HUNTSVILLE, Ala. (April 25, 2013) -University of Alabama in Huntsville (UAH) student Christine Smith's new normal began on January 14, 2012.
Early that morning, the UAH senior nursing student was seriously injured in a horrific car crash in Madison County. Christine was riding in the front passenger seat when the car's driver lost control, ran off the road and struck a utility pole. Miraculously she lived.
The severity of the whiplash caused Christine's neck to break in two places. The C6 and C7 bones in the spinal column, located at the base of her neck, where it intersects with the back and shoulders caused a spinal cord injury (SCI). Christine was also diagnosed with pneumonia and acute respiratory distress syndrome (ARDS) as a result of her injuries.
"I was placed on a ventilator because I couldn't breathe on my own," she said. "Doctors also put me in a medically induced coma and placed me in a rotating hospital bed. The bed rotated my body from the face up to face down positions in order to clear the fluid build-up from my lungs. The medical staff initially told my family I could be in the bed, for up to three months, but thankfully I only had to stay for 10 days," said Christine.
Less than a month later, she was transferred to a hospital in Birmingham, where she was taken off the ventilator and her tracheostomy tube was removed. From there, Christine was admitted to the University of Alabama at Birmingham Spain Rehabilitation Center, for inpatient therapy. "They began teaching me how to live with SCI …. working with me on strengthening my arms, and how to transfer to and from my chair. I returned home on March 23, 2012, and was very happy to finally be back."
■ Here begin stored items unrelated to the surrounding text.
PR #4248, opened 2015-03-19
Header gallery data

### LINKED ISSUE #4187: Retrieve reportback data for header image gallery.
Get 4 promoted reportbacks for the header gallery, with appropriate fallbacks.
- [x] get 4 promoted reportbacks
- [x] if not enough promoted, fallback to approved reportbacks
- [x] if new campaign or no reportbacks, don't show the gallery

weerd:
### Fixes #4187

Did some refactoring of the preprocess Reportbacks output code now that there are 2 spots on a page where they could show up. There is now a **Reportback Showcase** gallery, apart from the normal Reportback gallery in the _Prove It_ section.

This required DRYing up the code a bit to allow it to be more versatile and work for both galleries.

Fixed an issue where PHP was squawking because the `theme_image()` was missing the `attributes` parameter (apparently the function doesn't have it default to anything).

_Note:_
I also did a quick update to upgrade the image style requested for reportbacks. They were set to `300x300`, but I bumped them to `400x400`. They actually need to be `480x480` but will address that in another issue since it requires a new image style to be created.

@aaronschachter @sergii-tkachenko @DFurnes

### DIFF
--- a/lib/themes/dosomething/paraneue_dosomething/includes/preprocess.inc
+++ b/lib/themes/dosomething/paraneue_dosomething/includes/preprocess.inc
@@ -397,91 +397,6 @@ function paraneue_dosomething_preprocess_node_campaign(&$vars) {
 
 
 /**
- * Get total number of Reportbacks by status (promoted, approved, etc).
- *
- * @param $nid  Campaign node id.
- * @param $status Reportback status (promoted, approved, etc).
- * @return int
- */
-function paraneue_dosomething_preprocess_reportbacks_total_by_status($nid, $status) {
-  $params = array();
-  $params['nid'] = $nid;
-  $params['status'] = $status;
-
-  return dosomething_reportback_get_reportback_files_query_count($params);
-}
-
-
-/**
- * Get a specified number of themed Promoted Reportbacks.
- *
- * @param $nid  Campaign node id.
- * @param $count Number of Promoted Reportbacks to retrieve.
- * @return array
- */
-function paraneue_dosomething_preprocess_themed_promoted_reportbacks($nid, $count, $random = FALSE) {
-  $promoted_items = array();
-
-  $params = array();
-  $params['nid'] = $nid;
-  $params['status'] = 'promoted';
-  $params['random'] = $random;
-
-  $promoted_results = dosomething_reportback_get_reportback_files_query_result($params, $count);
-
-  foreach ($promoted_results as $rb_file) {
-    $rb_file->image = dosomething_image_get_themed_image_url_by_fid($rb_file->fid, '400x400');
-    $promoted_items[] = paraneue_dosomething_get_gallery_item((array) $rb_file, 'photo');
-  }
-
-  return $promoted_items;
-}
-
-
-/**
- * Build Reportback collection based on Promoted & Approved Reportback counts.
- *
- * @param $reportbacks
- * @param $desired_count
- * @param bool $use_placeholders
- * @return bool
- */
-function paraneue_dosomething_preprocess_reportback_assimilation ($reportbacks, $use_placeholders = FALSE) {
-
-  $fill_count = $reportbacks['desired_count'] - $reportbacks['total_promoted'];
-
-  // Absolutely no Approved Reportbacks to fulfill the fill count needed.
-  if ($reportbacks['total_approved'] === 0) {
-    if ($use_placeholders) {
-      $placeholders = paraneue_dosomething_get_themed_placeholder_reportbacks($fill_count);
-      $reportbacks['items'] = array_merge($reportbacks['items'], $placeholders);
-      $reportbacks['prefetched'] = 0;
-    }
-    else {
-      return FALSE;
-    }
-  }
-
-  // Some but not enough Approved Reportbacks to fulfill the fill count needed.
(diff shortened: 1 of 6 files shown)


lib/themes/dosomething/paraneue_dosomething/includes/preprocess.inc
```diff
@@ -382,87 +382,132 @@ function paraneue_dosomething_preprocess_node_campaign(&$vars) {
...
- * Adds $gallery_items array of themed Reportback Files for given node preprocess $vars.
+ * Get total number of Reportbacks by status (promoted, approved, etc).
+ *
+ * @param $nid  Campaign node id.
+ * @param $status Reportback status (promoted, approved, etc).
+ * @return int
  */
-function paraneue_dosomething_preprocess_reportback_files(&$vars) {
-  $reportbacks_gallery = &$vars['reportbacks_gallery'];
+function paraneue_dosomething_preprocess_reportbacks_total_by_status($nid, $status) {
```
aaronschachter: This is minor, but the function name throws me off because i'm expecting this to preprocess an input array of variables, like most preprocess functions do.

I can see us using this helper function all over the place, not just in the theme. What do you think about renaming moving it into the `dosomething_reportback.module` file?

lib/themes/dosomething/paraneue_dosomething/includes/preprocess.inc
```diff
@@ -382,87 +382,132 @@ function paraneue_dosomething_preprocess_node_campaign(&$vars) {
...
-  $reportbacks_gallery['items'] = array();
 
+/**
+ * Get a specified number of themed Promoted Reportbacks.
+ *
+ * @param $nid  Campaign node id.
+ * @param $count Number of Promoted Reportbacks to retrieve.
+ * @return array
+ */
+function paraneue_dosomething_preprocess_themed_promoted_reportbacks($nid, $count, $random = FALSE) {
```
aaronschachter: Same here, usually a preprocess function takes variables by reference and messes with them.  I'd recommend just renaming this as `paraneue_dosomething_get_themed_promoted_reportbacks` ?

lib/themes/dosomething/paraneue_dosomething/includes/preprocess.inc
weerd: Sounds good to me! Yeah, I was kinda debating whether I needed to leave that in the preprocess file or not :shrug:. Will update!

lib/themes/dosomething/paraneue_dosomething/includes/preprocess.inc
```diff
@@ -382,87 +382,132 @@ function paraneue_dosomething_preprocess_node_campaign(&$vars) {
...
-
+/**
+ * Build Reportback collection based on Promoted & Approved Reportback counts.
+ *
+ * @param $reportbacks
+ * @param $desired_count
+ * @param bool $use_placeholders
+ * @return bool
+ */
+function paraneue_dosomething_preprocess_reportback_assimilation ($reportbacks, $use_placeholders = FALSE) {
```
aaronschachter: Same criticism of using `preprocess` in function name.  Also, `assimilation` is kind of.. well, wtf is this, as far as readability.  Gentle suggestion of renaming to something like `public_gallery` or something, but up to you. When you read the function comments, it makes sense, but if we use this in other places around the theme, I don't think the `assimilation` name will help indicate what's going on in the code.

lib/themes/dosomething/paraneue_dosomething/includes/preprocess.inc
weerd: Should I move it to the **includes/helpers.inc** file then? Since not really a preprocess?

aaronschachter: Sounds like a good spot for it.

aaronschachter:
Code seems ok, just minor suggestions to help readability / maintenance.

DFurnes:
Looks pretty good to me. Agreed with @aaronschachter's comments. :+1:

lib/themes/dosomething/paraneue_dosomething/includes/preprocess.inc
weerd: LOL. I was being creative with the function name :) Will tone down my creativity, haha.

weerd:
@aaronschachter would it be best to put the other two functions `paraneue_dosomething_get_themed_promoted_reportbacks` and the `soon-to-be-renamed-assimilation-function` in the **helpers.inc**? I figure that's probably the best place for those...

aaronschachter:
Sure, @weerd, makes sense to me. Could potentially add a new `gallery.inc` but might make it harder to find stuff (too many files?)

weerd:
@aaronschachter so thanks to your suggestion, it actually highlighted that in the **helpers.inc** there was already a _very_ similar function I created a while back for the **approved** reportbacks! So I consolidated the two functions (getting themed promoted and getting themed approved reportbacks) into a single function you pass the **status** type to :) DRYness.

Also moved the other function into the **dosomething_reportback.module** file.

Seems much cleaner now! Lemme know if it looks better.

CC: @DFurnes

aaronschachter:
very nice :+1:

Due to Christine's SCI injury, she has no movement or sensation from the chest down. She does have weak movement in her arms and fingers. "After my injury, I couldn't even lift my arms up to do my hair, but now my arms and hands are much stronger."
Christine faces many obstacles on a daily basis -some simple, others more complex. "Some of the challenges I face are accessibility, because many public places aren't designed for a wheelchair. Also, body image insecurities, because it's very frustrating not to physically look the same way, or be able to do all of the same things I did before the accident," she said. "And, I have to rely on my family for transportation until I can get a vehicle with hand controls."
Before the accident, Christine didn't miss a beat when it came to her education. While attending Buckhorn High School she completed dual enrollment pre-calculus, and advanced placement biology classes. "I decided to attend UAH because of its great nursing program, and I could save money staying at home. I was led to the nursing field because I enjoyed being a part of the Huntsville Youth Volunteer Leadership Corp in high school and wanted a career where I could help others. I began attending UAH in fall 2008."
After the accident, Christine realized her life had changed forever, and it was beginning to look like her beloved career choice as a nurse would be nothing more than a pipe dream. "I was supposed to graduate with the spring 2012 class. I was able to participate in the pinning ceremony with my classmates," she said. "They even dedicated "Lean On Me," the class song, to me.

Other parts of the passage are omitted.